Section 24.Not Intended to be Nonqualified Deferred Compensation. The Company intends that each option granted under this Plan not constitute “nonqualified deferred compensation” within the meaning of and subject to Section 409A of the Tax Law. To the extent that the Administrators determine that any provision of this Plan or any option or Contract provides for any such nonqualified deferred compensation (in whole or in part), the Administrators at any time may amend this Plan and/or amend, restructure, terminate or replace any Contract to either comply with Section 409A of the Tax Law and/or minimize or eliminate any such nonqualified deferred compensation,ineachcase notwithstanding anything in this Plan or any applicable Contract to the contrary.
Section 25.Partial Invalidity. The invalidity, illegality or unenforceability of any provision in this Plan, any option or Contract shall not affect the validity, legality or enforceability of any other provision, all of which shall be valid, legal and enforceable to the fullest extent permitted by applicable law.
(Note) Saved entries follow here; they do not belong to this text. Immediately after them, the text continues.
PR #896, opened 2020-02-08
Correctly test for columnSpan support

### LINKED ISSUE #850: Only show RenderWarnings if features are really missing
Users using a standards-abiding browser (such as Firefox) shouldn’t have to see the warning. Instead of testing if the user uses Chrome, the actual features should be tested. Instead of

https://github.com/naturalcrit/homebrewery/blob/f28ed3d52ebcf048244d137252b1efd9f951a9a2/shared/homebrewery/renderWarnings/renderWarnings.jsx#L24

we could [test](https://developer.mozilla.org/en-US/docs/Learn/Tools_and_testing/Cross_browser_testing/Feature_detection#CSS) if the browser supports all necessary features and only display the warning if it doesn’t.

flying-sheep:
Fixes #850

### DIFF
--- a/shared/homebrewery/renderWarnings/renderWarnings.jsx
+++ b/shared/homebrewery/renderWarnings/renderWarnings.jsx
@@ -20,17 +20,14 @@ const RenderWarnings = createClass({
 		window.removeEventListener('resize', this.checkWarnings);
 	},
 	warnings : {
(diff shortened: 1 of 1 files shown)


calculuschild:
Superseded by #937

PR #912, opened 2020-03-15
Fix: Do not force SSL when running in a Docker container

brandon-fryslie:
This PR includes several minor changes related to Docker.  First off, thank you for keeping the Dockerfile and docker-compose.yml file around.  It makes running the application much easier for people who use docker.

Changes:
- Add a short README with basic information on how to run the application using docker
- Minor refactoring of the Dockerfile to improve image layer caching.  By rearranging the commands, we download the dependencies
- Make a small change to the application code to prevent forcing SSL redirect when running in Docker.  I considered using `process.env.NODE_ENV !== 'production'`, I can make that change if that is preferable.  This was preventing the application from being accessible when running in a docker container, and this fix is required to use the application in docker.  It's currently broken.

Thank you!

### DIFF
--- a/Dockerfile
+++ b/Dockerfile
@@ -1,14 +1,19 @@
 FROM node:8
 
+ENV NODE_ENV=docker
+
 # Create app directory
 WORKDIR /usr/src/app
 
-# Bundle app source
+# Copy package.json into the image, then run yarn install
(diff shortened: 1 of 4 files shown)


calculuschild:
This looks good to me. Just going to check it over but I think I can merge this without too much issue. 👍

Issue #1085, opened 2020-11-02
Inconsistent list-item sizing


ericscheid:
Ordered lists get rendered as either rendered text directly within a `<li></li>`, or rendered text wrapped inside a `<p></p>` inside `<li></li>`, depending on whether a blank line exists between list items. This is a  Marked behaviour and not the issue.

When lists are embedded within a `<blockquote>`, the .phb CSS adjusts the font-family and font-size to match the `<p>` elements within a block quote. That is, they become ScalySans 11.98px.

_However_, the .phb css rules are incomplete, in that an `blockquote ol li` has a different font-size than `blockquote ol li p`, `blockquote p`, `blockquote ul li`, and `blockquote ul li p`.

Examples of the various cases here:
https://homebrewery.naturalcrit.com/share/h-ppujWlgKDG

ericscheid:
In bundle.css in the browser, there is this css rule:

```
.phb blockquote p, .phb blockquote ul {
    font-size: .352cm;
    line-height: 1.1em
}
```

There is no similar rule for `ol`. There should either be a rule for `ol`, or we change that "ul" to "li".

ericscheid:
Here are sample brew code do demonstrate the different behavior (because that share link will go poof eventually)

```
Observe the different line lengths due to different font-size:

> 1. THIS IS TEXT OF SAME LENGTH
> 1. THIS IS TEXT OF SAME LENGTH
> 
> 1. THIS IS TEXT OF SAME LENGTH
> 1. THIS IS TEXT OF SAME LENGTH
> 1. THIS IS TEXT OF SAME LENGTH
> 1. THIS IS TEXT OF SAME LENGTH


This doesn't happen with a non-blockquoted ordered list:

1. THIS IS TEXT OF SAME LENGTH
1. THIS IS TEXT OF SAME LENGTH

1. THIS IS TEXT OF SAME LENGTH
1. THIS IS TEXT OF SAME LENGTH
1. THIS IS TEXT OF SAME LENGTH
1. THIS IS TEXT OF SAME LENGTH

This doesn't happen with unordered lists:

> - THIS IS TEXT OF SAME LENGTH
> - THIS IS TEXT OF SAME LENGTH
> 
> - THIS IS TEXT OF SAME LENGTH
> - THIS IS TEXT OF SAME LENGTH
> - THIS IS TEXT OF SAME LENGTH
> - THIS IS TEXT OF SAME LENGTH
```

[...]

PR #1108, opened 2020-11-22
line-heights consistent in bq li (#1085)

ericscheid:
applies same line-height for both ol and ul inside a blockquote quote. See #1085.


calculuschild:
Thanks for this fix!

Issue #653, opened 2018-04-10
Not clear how to rename/edit metadata of brews


calculuschild:
Several users have asked how to change the title of their brews. This feature is hidden away behind the (☰) button in the toolbar. Perhaps we can find a more obvious way to do this. I suggest:

- Change the "☰" icon to a "ⓘ" info icon.
- Allow the user to edit the title of the brew by clicking directly on the title in the page heading

#622, #328

ericscheid:
Also add to the FAQ #810

ericscheid:
The current icon is from font-awesome using `<i class="fa fa-bars"></i>`, which is line 49 of /client/homebrew/editor/snippetbar/snippetbar.jsx

Alternatives are [fa-info-circle light](https://fontawesome.com/icons/info-circle?style=light), [fa-info-circle regular](https://fontawesome.com/icons/info-circle?style=regular), and [fa-info-circle solid](https://fontawesome.com/icons/info-circle?style=solid). The first two require FA Pro.

ericscheid:
homebrewery is using FA Classic, not pro, so this is what the solid info-circle looks like:

![fa-info-circle](https://user-images.githubusercontent.com/2605467/99919866-24b17d00-2d74-11eb-9851-64d695aa9b8d.png)

calculuschild:
I feel like maybe we need to straight up add some text there as well. We have space. Just make it a complete "brew info" button.

ericscheid:
> I feel like maybe we need to straight up add some text there as well. We have space. Just make it a complete "brew info" button.

Seems doable, lemme tweak my tweak

ericscheid:
The brew-meta button is now an "Properties" button with an "i" in circle icon:
![image](https://user-images.githubusercontent.com/2605467/111172179-b67e1800-85f9-11eb-985c-4983b775f53f.png)

This should go a good way towards fixing the original issue.

PR #1109, opened 2020-11-22
use fa-info-circle instead of fa-bars

ericscheid:
See #653

### DIFF
--- a/client/homebrew/editor/snippetbar/snippetbar.jsx
+++ b/client/homebrew/editor/snippetbar/snippetbar.jsx
@@ -42,9 +42,10 @@ const Snippetbar = createClass({
 
 	renderMetadataButton : function(){
 		if(!this.props.showMetaButton) return;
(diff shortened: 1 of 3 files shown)


calculuschild:
See if you can make this a full button with text "Brew Info" in the same style as the snippet buttons, and we can merge this.

ericscheid:
OK. 

I can't see any built in styles directly suitable (the other items in the editor menu bar are all dropdown groups).

I can hand-craft the necessary css rules, will first take a closer look around for existing styles (is hb built upon a style library, or are they all hand-crafted?).

calculuschild:
Everything is hand-crafted. Even though the snippets are drop downs you can still borrow the css from them to get the look right.

calculuschild:
If you want to just apply the same class as the other snippet buttons, the CSS should be handled fine. We can merge this in with v2.10.7

Issue #1096, opened 2020-11-09
Fill out missing style snippets


calculuschild:
Once the new rendering pipeline is in place, we can start inserting more requested code snippets and styling features that users have created or requested for a long time. Part of the reason these have not been added until now, is the over-dependence on random markdown combinations to create textboxes, which leads to lots of conflicting styling issues in the CSS. Further, the use of invalid markdown due to an outdated markdown parser makes these conflicts even more common.

Blocked by #1093. Once that is complete, more of these tasks can be finished out.

This issue will collect the sub-tasks and related issues.

### Clean up existing styling and snippets
- [x] Inconsistent list font size in block quotes #1085
- [x] Background decoration on Class Table #302 

### Include snippets for common missing PHB items
*(collect from issues, a lot of these are already figured out)*
- [x] Table of Contents
- [x] Title page #640, #1334
  - [x] Add title fonts #2061
- [ ] Adventure Flowchart #936 
- [x] Monster Stat Block without Box #914 
- [ ] Notes on paper scraps (probably best handled by user images) #826 
- [x] Third-caster class table #1079, #191 
- [x] Magic Items #842, #671 
- [ ] ...etc.

### Include snippets for user convenience
*(collect from issues)*
- [x] Code style (often used for tutorial documents here)
- [x] QR Code #539 
- [ ] Credits to Homebrewery #283 

### Correct other existing style bugs
- [x] Line spacing in bulleted lists is inconsistent #1120
- [x] Long words are not wrapped #1136

Gazook89:
The "Page Number" snippet contains both a page number component and a 'footer' component, and I think they should be separated....or, the footer component be added to the "Auto Incrementing Page Number" snippet as well...it's weird that the footer is in one, but not the other.

calculuschild:
I don't mind separating them. That makes sense to me.

calculuschild:
User u/Kaiburr_Kath-Hound on Reddit (with help from others) has completed several of these and notified me that he would like to contribute them as official snippets. May need slight tweaks but 95% of the work is done:

https://www.reddit.com/r/homebrewery/comments/qubn28/phbstyle_including_title_page_credits_page/

ericscheid:
No longer blocked by #1093 as [on 12 Sep 2021](https://github.com/naturalcrit/homebrewery/issues/1093#event-5288558482).

5e-Cleric:
Cover page done in #2649, approval pending.
[...]

PR #1120, opened 2020-11-27
make all li inside bq smaller font for backwards compatibility

ericscheid:
Some brews were relying on the smaller font-size for column wrap
so make all `<li>` within `<bq>` smaller (including if inside `<p>`).

Some brews might now have extra space (vs some brews now overflowing the space they had before)
https://github.com/naturalcrit/homebrewery/issues/1085#issuecomment-734322530


calculuschild:
Is this behavior any different than just using the `ul` rule or whatever it was before? I'm leaning towards just fully reverting that change in case this extra `p` has any other unforseen side effects.

calculuschild:
Alright, I have just reverted the original change back to `ul` in favor of this to avoid any other side effects. Let's keep the related issue open though and make it part of the #1096 Epic.

PR #1122, opened 2020-11-28
Legacy Rendering Pipeline

calculuschild:


client/homebrew/brewRenderer/brewRenderer.jsx
```diff
@@ -110,13 +114,16 @@ const BrewRenderer = createClass({
 	},
 
 	renderPage : function(pageText, index){
-		return <div className='phb' id={`p${index + 1}`} dangerouslySetInnerHTML={{ __html: Markdown.render(pageText) }} key={index} />;
+		if(this.state.renderer == 'legacy')
+			return <div className='phb' id={`p${index + 1}`} dangerouslySetInnerHTML={{ __html: MarkdownLegacy.render(pageText) }} key={index} />;
+		else
+			return <div className='phb' id={`p${index + 1}`} dangerouslySetInnerHTML={{ __html: Markdown.render(pageText) }} key={index} />;
```
AlexeySachkov, line 120:
```suggestion
                let HTML = "";
		if(this.state.renderer == 'legacy')
			HTML = MarkdownLegacy.render(pageText);
			
		else
			HTML = Markdown.render(pageText);
		return <div className='phb' id={`p${index + 1}`} dangerouslySetInnerHTML={{ __html: HTML }} key={index} />;
```

client/homebrew/editor/editor.jsx
```diff
@@ -82,11 +83,49 @@ const Editor = createClass({
...
+			codeMirror.removeLineClass(lineNumber, 'text');
+
 			if(line.indexOf('\\page') !== -1){
 				codeMirror.addLineClass(lineNumber, 'background', 'pageLine');
 				r.push(lineNumber);
 			}
+
+			// New Codemirror styling for V3 renderer
+			if(this.props.renderer == 'V3') {
+				if(line.indexOf('\\column') === 0){
```
AlexeySachkov, line 103: I would assume that [`startsWith`](https://developer.mozilla.org/en-US/docs/Web/JavaScript/Reference/Global_Objects/String/startsWith) should be faster and probably easier to read in the code

client/homebrew/editor/editor.jsx
```diff
@@ -82,11 +83,49 @@ const Editor = createClass({
 		if(!this.refs.codeEditor) return;
 		const codeMirror = this.refs.codeEditor.codeMirror;
 
+		//Clear all Text styles
+		const ranges=codeMirror.getAllMarks();
+		for (let i=0;i<ranges.length;i++) ranges[i].clear();
```
AlexeySachkov, line 88: Why this piece of code is needed? `range` is not used anywhere else

client/homebrew/editor/editor.jsx
```diff
@@ -82,11 +83,49 @@ const Editor = createClass({
 		if(!this.refs.codeEditor) return;
```
AlexeySachkov, line 83: Method should probably be renamed, because it now does more than just highlighting of `\page` lines

shared/naturalcrit/markdown.js
```diff
@@ -13,6 +13,63 @@ renderer.html = function (html) {
...
+			} else if(block == '}}' && blockCount !== 0){
+				r.push('</span>');
+				blockCount--;
+			}
+
+			matchIndex++;
+
+			return r;
+		}, []).join('');
+		return `\n<p>${res}</p>\n`;
```
AlexeySachkov, line 67: Why do we wrap inline span into a paragraph? Paragraph turns it into a block element instead of leaving it as inline one

client/homebrew/editor/editor.jsx
calculuschild: This resets the styling in the codemirror Editor. If you type some code that gets highlighted (\page, \column, {{etc...) and then move those blocks around (press the enter key in a weird spot, delete stuff) such that the code is no longer valid, the style stays applied, so you end up with highlighted bits of code all over that don't clear up until you refresh. This just grabs the array of custom code styling and clears them out before re-applying the styles in the proper places. `ranges` was just taken from the example on the codeMirror blog, but we can rename it for clarity. Maybe `customHilighting` .

shared/naturalcrit/markdown.js
calculuschild: This isn't wrapping the span in a paragraph. What the above code does, is investigate an existing `<p>` tag, search inside for any `{{` or `}}`, and replace with `<span>` or `</span>` as appropriate. Then, with the replacements done, it returns the modified paragraph contents, which we have to re-wrap in a new `<p>` tag to preserve the original paragraph. Does that make sense? Otherwise any `<p>contents contents {{tag tag}}</p>` with {{ inside will lose its `<p>` tag.

Although... I have just realized this means it does not work inside of certain contexts, such as within a list. The bullet point text is not counted as a paragraph.... Maybe I need to make it search *any* text instead of just paragraphs. Hrm...
```
* bullet
* bullet
* bullet with {{this span}}
```

client/homebrew/editor/editor.jsx
calculuschild: Yes I agree. I will change this.

shared/naturalcrit/markdown.js
calculuschild: This whole section has been totally rewritten and works much better now.

client/homebrew/editor/editor.jsx
calculuschild: Renamed this variable and rewrote comment for clarity.

client/homebrew/editor/editor.jsx
calculuschild: Done.

client/homebrew/editor/editor.jsx
calculuschild: Done.

client/homebrew/brewRenderer/brewRenderer.jsx
calculuschild: Still tweaking this area a bit. This might change, but if not I will apply this.

calculuschild:
Gah somehow I have two PRs on the same branch. Going to close this and keep the newest one.

PR #1165, opened 2020-12-24
FreeBSD installation

G-Ambatte:
# Installation in a FreeBSD/FreeNAS Jail

## Purpose

The purpose of this branch is to allow simplified installation of the Homebrewery project in a FreeBSD or FreeNAS jail. This is currently not possible as Docker is currently broken on FreeBSD and has been for some 15+ months, so the provided Dockerfiles do not allow the project to run.

### Work Completed So Far

- Get Homebrewery installed and working on a FreeBSD jail - **COMPLETE**  
- Determine minimum viable package (MVP) installation required for previous step - **COMPLETE**
- Script installation of MVP - **COMPLETE**
- Test with multiple available versions of MongoDB - **COMPLETE**
- Create rc.d files to run Homebrewery as a service, supporting service commands "start", "stop", and "restart" - **COMPLETE**
- Script installation of Homebrewery as a service - **COMPLETE**
- Parameterize configuration options NODE_ENV and PORT - **COMPLETE**
- Eliminate requirement for the current working directory to contain the **server.js** script - **COMPLETE**

### Future Improvements/In Development

- Add custom command "devmode" to service options to start in development auto-rebuild mode
- Write FreeBSD install documentation and add to repository - **IN PROGRESS** (see [instructions here](https://www.reddit.com/r/homebrewery/comments/k7rcfs/homebrewery_in_a_freenasbsd_jail_part_2))

### FreeBSD/Install.sh

This script currently clones from my fork (https://github.com/G-Ambatte/homebrewery.git) rather than the master project. This will need to be corrected during the integration process.
The script also currently clones the project into a new "homebrewery" folder in the root directory; whereas another location may be deemed to be more appropriate (i.e. "/usr/local/etc/homebrewery"). This will have flow on effects to the **freebsd/rc.d/homebrewery** file.

Finally, this script runs the command `npm audit fix -force`, which updates and corrects any security issues with the NPM modules. However the inclusion of the `-force` parameter allows the installation of potentially breaking changes to the required packages, and while this has not caused any issues to date, the `-force` parameter should be removed from the default installation script before wider promulgation, in order to reduce the potential for future issues.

Section 26.Amendments; Future Stockholder Approval. This Plan was approved by the holders of a majority of the votes present in person or by proxy entitled to vote hereon at a duly held meeting of the Company’s stockholders on August 2, 2001, at which was quorum present. Any amendment to this plan shall be subject to approval (a) by the Board (upon the recommendation of the Committee to the extent provided by any applicable Company by-law, including any applicable committee charter), and (b) if and to the extent required by applicable law or exchange rules, or if the Board otherwise directs that the matter be submitted to the Company’s stockholders, by (i) the holders of a majority of the votes present in person or by proxy entitled to vote hereon at a duly held meeting of the Company’s stockholders at which a quorum is present or (ii) the Company’s stockholders acting in accordance with the provisions of Section 228 of the Delaware General Corporation Law.